[Python-Dev] type categories

Oren Tirosh oren-py-d@hishome.net
Thu, 15 Aug 2002 09:30:31 +0300

On Wed, Aug 14, 2002 at 09:38:18PM -0400, Andrew Koenig wrote:
> >> Not really.  I can see how an interface can claim that a particular
> >> method exists, but not how it can claim that the method implements a
> >> function that is antisymmetric and transitive.
> Guido> That's done in the docs, usually.  Zope even has the notion of a
> Guido> "marker" interface -- an interface that says "this object has property
> Guido> such-and-such" but which does not assert any methods or attributes.
> So perhaps what I mean by a category is the set of all types that
> implement a particular marker interface.

I propose that any method or attribute may serve as a marker. This makes it
possible to use an existing practice as a marker so protocols can be
defined retroactively for an existing code base. It's also possible, of 
course, to add an attribute called 'has_property_such_and_such' to serve 
as an explicit marker.

A type category is defined by a predicate that tests for the presence of
one or more markers.  Predicates can test not only for the presence of
markers but also for the type category of the marker object and for call 
signatures. When optional type checking is implemented they should also be
able to test for the categories of arguments and return values.

A new category may be defined as a union or intersection of two existing
categories. This is done by ANDing or ORing the membership predicates of
the two categories and reducing them back to canonical form. Canonizing
a predicate is done by conversion into Disjnctive Normal Form, elimination 
of redundant terms and products, sorting and a few other steps.

A global dictionary of canonical predicates is kept (similar to interning
of strings) so any equivalent categories are merged. Each type object
can store a cache of categories in which it is a member so evaluation of
a membership predicate only needs to be done once for each type.

This may sound complicated by here's how it might work in practice:

Extracting a category from an existing class:
foobarlike = like(FooBar)

The members of the foobarlike category are any classes that implement the
same methods and attributes as FooBar, whether or not they are actually
descended from it. They may be defined independently in another library.
FooBar may be an abstract class used just as a template for a category.

Asserting that a class must be a member of a category:

class SomeClass:
   __category__ = like(AnotherClass)

At the end of the class definition it will be checked whether it really is
a member of that category (like(SomeClass) issubsetof like(AnotherClass))
This attribute is inherited by subclasses.  Any subclass of this class
will be checked whether it is still a member of the category.  A subclass
may also override this attribute:

class InheritImplementationButNotTheCategoryCheckFrom(SomeClass):
   __category__ = some_other_category

class AddAdditionalRestrictionsTo(SomeClass):
   __category__ = __category__ & like(YetAnotherClass)

If there is a conflict between the two categories the new category will
reduce to the empty set and an error will be generated. The error can be
quite informative by extracting a category from the new class, subtracting
it from the defined category and printing the difference.

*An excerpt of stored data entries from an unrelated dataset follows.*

PR #1572, opened 2024-06-18
ProofToken Autoconfiguration extension option 2

liga-oz:


liga-oz:
Closing as this was not the best solution

PR #1677, opened 2024-12-11
Adding support for envoy x-forwarded-client-cert header format

kuntzed:
see https://www.envoyproxy.io/docs/envoy/latest/configuration/http/http_conn_man/headers#x-forwarded-client-cert


kuntzed:
Forgot to replace cert in tests with faked one.

PR #1679, opened 2024-12-11
Adding support for envoy x-forwarded-client-cert header format

kuntzed:
If parsing the x-forwarded-client-cert header as PEM fails, if possible the header is parsed based on the specification at: https://www.envoyproxy.io/docs/envoy/latest/configuration/http/http_conn_man/headers#x-forwarded-client-cert


SAP-MartinNaumann (approved):

finkmanAtSap (approved):
Approving on behalf of Martin

PR #1719, opened 2025-02-24
SCICAS-3386 Extend token validation results with retryability flag

kuntzed:
Validation results can now be flagged as retryable which is used to mark error while fetching JWKS. This allows clients to retry the validation when it may only have failed due to temporary network hickups while contacting the IAS tenant.

Jira: SCICAS-3386


NiklasHerrmann21:
Closed PR as its replaced with another implementation 
See: https://github.com/SAP/cloud-security-services-integration-library/pull/1742

PR #1722, opened 2025-02-28
add domains to equals/hashcode of OAuth2ServiceConfigurationImpl

finkmanAtSap:


kuntzed (approved):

When a backward compatible change is made to a protocol (e.g. adding a new
method) any modules that use the old category should still work because
the new category is a subcategory of the old one. When a non backward
compatible change is made (e.g. removing a method, changing its call
signature) existing code may still run without complaining depending on
the category it uses to do the checking. If it's a wider category that
doesn't check for the method it should be ok.

A non backward compatible change must change the exposed interface. This
may be ensured by adding an attribute or method that serves as an explicit
marker and includes a version number or is renamed in some other way when
making incompatible changes. Category union may be used to check for two
incompatible versions that are known to implement a common subset even if
it has never been given a name, etc.